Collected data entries
PR #269, opened 2021-12-01
Delete part with default title and description

wurzka:
We decided **not** to write a default title or a default description if no title or description is provided. This had to be updated in our documentation.


schneidermic0 (approved):
Thanks. LGTM

PR #272, opened 2021-12-13
Update compatibility rules

wurzka:


wurzka:
I was very unsure how to formulate this so that it is understandable what we want to say.

docs/json.md
```diff
@@ -25,14 +25,17 @@ If a change to the format is considered incompatible, then the `formatVersion` h
```
albertmink, line 25:
```suggestion
For compatible changes to the file format, the format is just updated.
The indicator whether the format has to be changed should not be updated.
```

albertmink (approved):
Content wise, it think it is an improvement. I noted that we say something about the compatibility in two places. Maybe it is worth to clean it up (here or in an other PR). I see two options for where we can say the compatibility thing:
* Separately in the section `Compatible File Format Changes` and `Incompatible File Format Changes`.
* Put the compatibility thing in the above section.

wurzka:
I would prefer having it separately in the two sections. Nevertheless, it doesn't disturb me that it was already mentioned before that formatVersion is increased in case of an incompatible change.

schneidermic0 (approved):
LGTM

PR #293, opened 2022-01-31
Move sentence to top

huber-nicolas:
I think that this sentence should be at the top. Previously it was directly after the $default annotation


wurzka:
I decided to put it after the descriptions of the different annotations. Hence, there was first the definition and then the rules how to use it

PR #296, opened 2022-02-03
JSON validation: If empty, don't write it

albertmink:


albertmink:
This commit removes the line at the bottom if there is nothing to show.
image

PR #315, opened 2022-03-04
Update JSON specification

### LINKED ISSUE #300: Enum and missing defaults
Importing a JSON data file with enums without specified default value in the JSON Schema may result in an undefined behaviour. E.g., if the JSON data file doesn't contain a specific value for the enum, it is not defined which one to choose.  

See #298

wurzka:
Closes #300

I added a remark that enums should not be used without initial value, required or default


albertmink (approved):
🙏

PR #327, opened 2022-03-16
Update example chkc

huber-nicolas:
In the system we have added a parent category to the example chkc


albertmink (approved):
I'm not sure about the name of the parent CHKC. If there are problems, then we simply rename it.

PR #338, opened 2022-03-21
[RONT] New Object Type SAP Object Type

Ehret-Thomas:
Added new repo folder for object type RONT to AFF repository.


file-formats/ront/ront-v1.json
```diff
@@ -0,0 +1,130 @@
...
+          "maxLength": 2,
+          "pattern": "^[a-z]+$"
+        },
+        "abapLanguageVersion": {
+          "title": "ABAP Language Version",
+          "description": "ABAP language version",
+          "type": "string",
+          "enum": [
+            "standard",
+            "keyUser",
```
schneidermic0, line 39: Does RONT support ABAP language version `keyUser`?

file-formats/ront/type/zif_aff_ront_v1.intf.abap
```diff
@@ -0,0 +1,64 @@
...
+      "! <p class="shorttext">Header</p>
+      "! Header
+      "! $required
+      header         TYPE zif_aff_types_v1=>ty_header_60,
+
+      "! <p class="shorttext">Category</p>
+      "! Category
+      "! $required
+      "! $values {@link zif_aff_ront_v1.data:co_category}
+      type_category  TYPE c LENGTH 2,
```
schneidermic0, line 57: Is it `type_category` or just `category`? The title and description might indicate that you want to name it just `category`?

file-formats/ront/type/zif_aff_ront_v1.intf.abap
```diff
@@ -0,0 +1,64 @@
...
+
+      "! <p class="shorttext">SAP Object Node Type</p>
+      "! $required
+      rontnodes      TYPE SORTED TABLE OF ty_rontnode WITH NON-UNIQUE KEY node_name,
```
schneidermic0, line 61: `rontnodes` sounds very technical to me. Is this the intended name? What is the relation to the title "SAP Object Node Type"? For a list of entries/array/standard table I would expect the title as plural.

schneidermic0 (commented):
@Ehret-Thomas Thanks for your contribution. 

I have added some questions below.

file-formats/ront/README.md
```diff
@@ -0,0 +1,5 @@
+# RONT File Format
+
+File | Cardinality | Definition | Schema | Example
+:--- | :---  | :--- | :--- | :---
+`<name>.ront.json` | 1 | [`zif_aff_ront_v1.intf.abap`](./type/zif_aff_ront_v1.intf.abap) | [`ront-v1.json`](./ront-v1.json) | [`zxxxxxx.ront.json`](./examples/zxxxxxx.ront.json)
```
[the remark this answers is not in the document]
Ehret-Thomas: Hi Michael,
first of all, thanks a lot for your good questions and suggestions. We are currently debugging an issue with our EML-based implementation of the persistence API for the SAP Object Type (RONT). This is why there is no sample object of type RONT yet that I could upload to the repo. I will soon add the required example object. Within this week, I will provide a SQL-based implementation of the relevant persistence methods, following the example of object type Event Binding (EVTB). If we can't resolve the issue in our EML-coding, I will switch to the SQL-coding to be able to generate first RONT objects. I'm sorry for the inconvenience.

file-formats/ront/ront-v1.json
Ehret-Thomas: I asked Martin and my other colleagues from RAP Services about this. For now RONT does not support ABAP Language Version "keyUser".

file-formats/ront/type/zif_aff_ront_v1.intf.abap
Ehret-Thomas: You are right about that inconsistency. I will switch "category" consistently to "type category".

file-formats/ront/type/zif_aff_ront_v1.intf.abap
Ehret-Thomas: To start with, a short explanation of the admittedly strange"RONT". Naming the four-letter transport type "RONT" was due to the fact that "SONT" was unfortunately no longer available. Our next best idea was to pick an "R" instead of "S" for RAP, and  the "N" for node was necessary to get to four letters.   

I will change "SAP Object Node Type" to "SAP Object Node Types". Thanks!

"rontnodes" stems from the name of the corresponding persistence table with the "s" added to make clear that there can be multiple nodes. The persistence tables (including the table RONT_NODE), in turn, were named analogously to the persistence tables of object type "EVTB".

file-formats/ront/type/zif_aff_ront_v1.intf.abap
```diff
@@ -0,0 +1,64 @@
...
+
+      "! <p class="shorttext">Name</p>
+      "! Raw (camel case) node name
+      "! $required
+      node_name_raw TYPE c LENGTH 40,
+
+      "! <p class="shorttext">Description</p>
+      "! Description
+      "! $required
+      description   TYPE c LENGTH 60,
```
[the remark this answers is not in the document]
Ehret-Thomas: Good point. I will make this change and the other ones from above, regenerate the repo folder, and push it to the repository.

file-formats/ront/README.md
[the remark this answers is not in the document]
schneidermic0: Cool. Thanks

file-formats/ront/type/zif_aff_ront_v1.intf.abap
```diff
@@ -0,0 +1,64 @@
...
+  TYPES:
+    "! <p class="shorttext">General Information</p>
+    BEGIN OF ty_main,
+      "! $required
+      format_version TYPE zif_aff_types_v1=>ty_format_version,
+
+      "! <p class="shorttext">Header</p>
+      "! Header
+      "! $required
+      header         TYPE zif_aff_types_v1=>ty_header_60,
```
schneidermic0, line 51: This changes the ABAP Language Version to `standard` and `cloud` (without `keyUser`).
```suggestion
      header         TYPE zif_aff_types_v1=>ty_header_60_cloud,
```

file-formats/ront/type/zif_aff_ront_v1.intf.abap
```diff
@@ -0,0 +1,71 @@
...
+  TYPES:
+    "! <p class="shorttext">Node</p>
+    BEGIN OF ty_rontnode,
+      "! <p class="shorttext">Name</p>
+      "! Node name
+      "! $required
+      node_name     TYPE c LENGTH 40,
+
+      "! <p class="shorttext">Root Node Flag</p>
+      "! Root node flag
```
huber-nicolas, line 29: Here we could give a more detailled description

file-formats/ront/type/zif_aff_ront_v1.intf.abap
```diff
@@ -0,0 +1,71 @@
...
+      "! $required
+      is_root       TYPE abap_bool,
+
+      "! <p class="shorttext">Name</p>
+      "! Raw (camel case) node name
+      "! $required
+      node_name_raw TYPE c LENGTH 40,
```
huber-nicolas, line 36: @schneidermic0 should we put a TYPES ty_object_name_40 TYPE c LENGTH 40 to if_aff_types_v1? What is your opinion?

file-formats/ront/type/zif_aff_ront_v1.intf.abap
```diff
@@ -0,0 +1,71 @@
...
+      "! $values {@link zif_aff_ront_v1.data:co_category}
+      type_category  TYPE c LENGTH 2,
+
+      "! <p class="shorttext">Root SAP Object Node Type</p>
+      "! Root SAP object node type
+      "! $required
+      root_node_type TYPE ty_rontnode,
+
+      "! <p class="shorttext">SAP Object Node Types</p>
+      "! $required
```
huber-nicolas, line 67: If you make the table required, then f.ex. in the example RONT an empty array is printed into the json when the node_types arrays would be empty:
"nodeTypes": [ ]

In my opinion it is sufficient to have the fields of structure ty_rontnode on required.

file-formats/ront/type/zif_aff_ront_v1.intf.abap
```diff
@@ -0,0 +1,71 @@
...
+    "! <p class="shorttext">Node</p>
+    BEGIN OF ty_rontnode,
+      "! <p class="shorttext">Name</p>
+      "! Node name
+      "! $required
+      node_name     TYPE c LENGTH 40,
+
+      "! <p class="shorttext">Root Node Flag</p>
+      "! Root node flag
+      "! $required
```
huber-nicolas, line 30: Is this field really required?
If we remove the required tag then "isRoot": false, is not printed into the json only "isRoot": true is printed to the json. As I understood in the node_types table "isRoot" is always false and is also not editable to true, so we can ommit "isRoot" (atleast in the node_types table). I would remove the required tag

huber-nicolas: Do we even need the "isRoot" information or can we remove it?

Is it working like this?

image

file-formats/ront/type/zif_aff_ront_v1.intf.abap
schneidermic0: If we have 3 usages or more, we should move it to the common interface. Otherwise, I would keep it in the domains.

file-formats/ront/type/zif_aff_ront_v1.intf.abap
schneidermic0: I would have the same question. Since we distinguish between root node types and node types, do you still need the field `is_root`?

file-formats/ront/type/zif_aff_ront_v1.intf.abap
schneidermic0: I agree with @huber-nicolas as long empty `nodeTypes` are allowed.

file-formats/ront/examples/z_aff_example_ront.ront.json
```diff
@@ -0,0 +1,34 @@
...
+    "nodeName": "Z_AFF_EXAMPLE_RONT",
+    "isRoot": true,
+    "nodeNameRaw": "rootNodeType",
+    "description": "Short text description for root SAP Object Node Type."
+  },
+  "nodeTypes": [
+    {
+      "nodeName": "NODETYPE1",
+      "isRoot": false,
+      "nodeNameRaw": "nodeType1",
```
schneidermic0, line 18: As far as I understood `nodeName` and `nodeNameRaw` can have completely different content (like in the root node), don't they. Otherwise (if the conenten is the same and differ only in the case) one can discuss whether the `rawNodeName` would be sufficient, because from this we can "calculate" the `nodeName`. Developers would have to specify it only once.

schneidermic0 (commented):
@huber-nicolas asked me to have a look at this PR. 

I think you made good progress/improvements. Thanks. 👍  

See my comments

file-formats/ront/type/zif_aff_ront_v1.intf.abap
Ehret-Thomas: Yes, you are right. By distinguishing between the root SAP Object Node Type in component root_node_type and the other SAP Object Node Types in table nodeTypes the information about which node type "is root" is already encoded. This makes the component is_root unnecessary. 
Thanks for making this good point!

file-formats/ront/examples/z_aff_example_ront.ront.json
Ehret-Thomas: Very good point. After discussing this question, we decided to enforce that the nodeNameRaw converted upper case has to be equal to the node_name. There will be a validation ensuring this.  
Making this requirement, the node_name can now be calculated from node_name_raw, so that it no longer needs to be part of the AFF interface.

file-formats/ront/type/zif_aff_ront_v1.intf.abap
Ehret-Thomas: Thanks for pointing this out. A SAP Object Type with a root SAP Object Node Type only, that is with empty nodeTypes is allowed. I will remove the $required ABAP Doc comment for the table nodeTypes.

huber-nicolas (approved):
Looks good to me. I only have one remark

file-formats/ront/type/zif_aff_ront_v1.intf.abap
```diff
@@ -0,0 +1,60 @@
...
+      configuration_object TYPE c LENGTH 2 VALUE `CO`,
+    END OF co_category.
+
+  TYPES:
+    "! <p class="shorttext">Node</p>
+    BEGIN OF ty_rontnode,
+      "! <p class="shorttext">Name</p>
+      "! Raw (camel case) node name
+      "! $required
+      node_name_raw TYPE c LENGTH 40,
```
schneidermic0, line 26: I like that you reduced it to just one node name. Thanks. 

If this is the external representation, would you also like to keep the `_raw` in the end or does it make sense to call it just `node_name`?

file-formats/ront/type/zif_aff_ront_v1.intf.abap
```diff
@@ -0,0 +1,60 @@
...
+
+      "! <p class="shorttext">Description</p>
+      "! Description
+      "! $required
+      description   TYPE zif_aff_types_v1=>ty_description_60,
+    END OF ty_rontnode.
```
schneidermic0, line 32: Minor: Does it make sense to rename the type to `ty_node_type`?

```suggestion
    BEGIN OF ty_node_type,
      "! <p class="shorttext">Name</p>
      "! Raw (camel case) node name
      "! $required
      node_name_raw TYPE c LENGTH 40,

      "! <p class="shorttext">Description</p>
      "! Description
      "! $required
      description   TYPE zif_aff_types_v1=>ty_description_60,
    END OF ty_node_type.
```

file-formats/ront/type/zif_aff_ront_v1.intf.json
```diff
@@ -0,0 +1,7 @@
+{
+  "formatVersion": "1",
+  "header": {
+    "description": "RAP SOT:  SAP Object Type AFF Interface",
```
schneidermic0, line 4: Minor ;)
```suggestion
    "description": "RAP SOT: SAP Object Type AFF Interface",
```

schneidermic0 (commented):
@Ehret-Thomas Cool improvements. It looks much cleaner now.

Just see my comments and questions. I think all of these are only minor

file-formats/ront/examples/z_aff_example_ront.ront.json
```diff
@@ -0,0 +1,26 @@
+{
+  "formatVersion": "1",
+  "header": {
+    "description": "Example description for SAP Object Type.",
+    "originalLanguage": "en"
+  },
+  "typeCategory": "businessObject",
+  "rootNodeType": {
+    "nodeNameRaw": "z_Aff_Example_Ront",
```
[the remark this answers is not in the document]
Ehret-Thomas: I agree. "Z" looks better. I've made the change.

file-formats/ront/type/zif_aff_ront_v1.intf.abap
Ehret-Thomas: Yes, I think that's a good idea. It's more consistent with the component names root_node_type and node_types and is easier to understand for someone looking at the interface for the first time. Thanks!

file-formats/ront/type/zif_aff_ront_v1.intf.abap
Ehret-Thomas: Yes, that makes sense to me. I would suggest to use `name` instead of `node_name`, however, as this avoids potential confusion between external and internal node names in the persistence coding for object type RONT.

schneidermic0 (approved):
Thanks @Ehret-Thomas. LGTM

huber-nicolas (approved):

PR #247, opened 2021-10-01
Upload srvb latest

ParashuramaV:

PR #339, opened 2022-03-22
[SRVB] New object type service bindings

wurzka:
follow up from #247


file-formats/srvb/srvb-v1.json
```diff
@@ -0,0 +1,153 @@
...
+          "maxLength": 2,
+          "pattern": "^[a-z]+$"
+        },
+        "abapLanguageVersion": {
+          "title": "ABAP Language Version",
+          "description": "ABAP language version",
+          "type": "string",
+          "enum": [
+            "standard",
+            "keyUser",
```
huber-nicolas, line 40: is key user possible?

wurzka: According to the view you gave me, it is possible

huber-nicolas (approved):

PR #2850, opened 2018-10-18
Iam infra migration

danielhartnell:
Rebases against `mozillians/dino-park` and adds support for S3 media backend.


danielhartnell:
I would recommend that we close this PR. The following two commits (shown above) are the only two that I want to retain. The rest were an attempt to keep this in sync with dino-park while I built and deployed the Docker image to Kubernetes.

I'll create a separate PR to add those commits to the dino-park branch so we can continue this work in one place. This will let me connect the CodeBuild job to that branch to build and deploy updates to the dino-park branch.

- adds buildspec.yml for CodeBuild
- add support for S3 media backend in prod 

I'll refer to the new PR once I create it and close this one.

PR #2889, opened 2018-10-26
Pin flake8 to verion 3.5.0.

akatsoulas:


akatsoulas:
This fixes failing tests due to flake upgrade to version 3.6.0

PR #2893, opened 2018-10-26
Pep8 changes

akatsoulas:


mozillians/urls.py
```diff
@@ -26,9 +26,9 @@ def error_page(request, template, status=None):
     return render(request, '%d.html' % template, status=(status or template))
 
 
-handler404 = lambda r: error_page(r, 404)
-handler500 = lambda r: error_page(r, 500)
-handler_csrf = lambda r, cb=None: error_page(r, 'csrf_error', status=400)
+handler404 = lambda r: error_page(r, 404) # noqa
```
johngian: you can always convert them to functions to avoid ``noqa``.

mozillians/users/api/v2.py
```diff
@@ -143,7 +143,7 @@ def transform_timezone(self, obj, value):
     def transform_bio(self, obj, value):
         return {
             'value': value,
-            'html': unicode(markdown(value)),
+            'html': unicode(markdown(value)), # noqa
```
johngian: why do we need ``noqa`` here?

akatsoulas: it complains about `unicode`

PR #2915, opened 2018-10-31
Get the user from request if not id is supplied.

akatsoulas:


akatsoulas:
Fixes #2905

akatsoulas:
Tests are failing due to flake8 upgrade. This is fixed in master.

PR #2925, opened 2018-11-01
add if block for resources that are not needed in staging and prod

danielhartnell:
Hey,

Sorry, the commit is a little hard to read. I grouped together the services and deployments that are not needed in the staging and prod environments and then wrapped them in a Go template if block. If we're using `dev.yaml` in the Helm template rendering, all resources will be created. If we're using `staging.yaml` or `prod.yaml`, MySQL, Redis, Memcached and ES should be excluded so we can use the AWS resources.

Let me know if you have any questions.


k8s/templates/deployment.yaml
```diff
@@ -35,128 +35,129 @@ spec:
 apiVersion: apps/v1
```
akatsoulas: Probably we need to add another if here[0] to use either the `run-prod.sh` or the `run-dev-preview.sh` depending on the environment.

[0] https://github.com/mozilla/mozillians/pull/2925/files#diff-b7fdde1eb4ef161de899591e53746444R29

PR #2934, opened 2018-11-05
removes hard-coded namespace in configmap

danielhartnell:
Hey,

This is currently resulting in failed deployments in Kubernetes (dinopark-dev namespace). Once this is merged, I can trigger a build to update the running pods.


akatsoulas:
reverting this, since it's handled in #2930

__TASK OBJECTIVE__
List the lines of the records where "folder" occurs.

__RESULT OF THE TASK__
Added new repo folder for object type RONT to AFF repository.
Ehret-Thomas: Good point. I will make this change and the other ones from above, regenerate the repo folder, and push it to the repository.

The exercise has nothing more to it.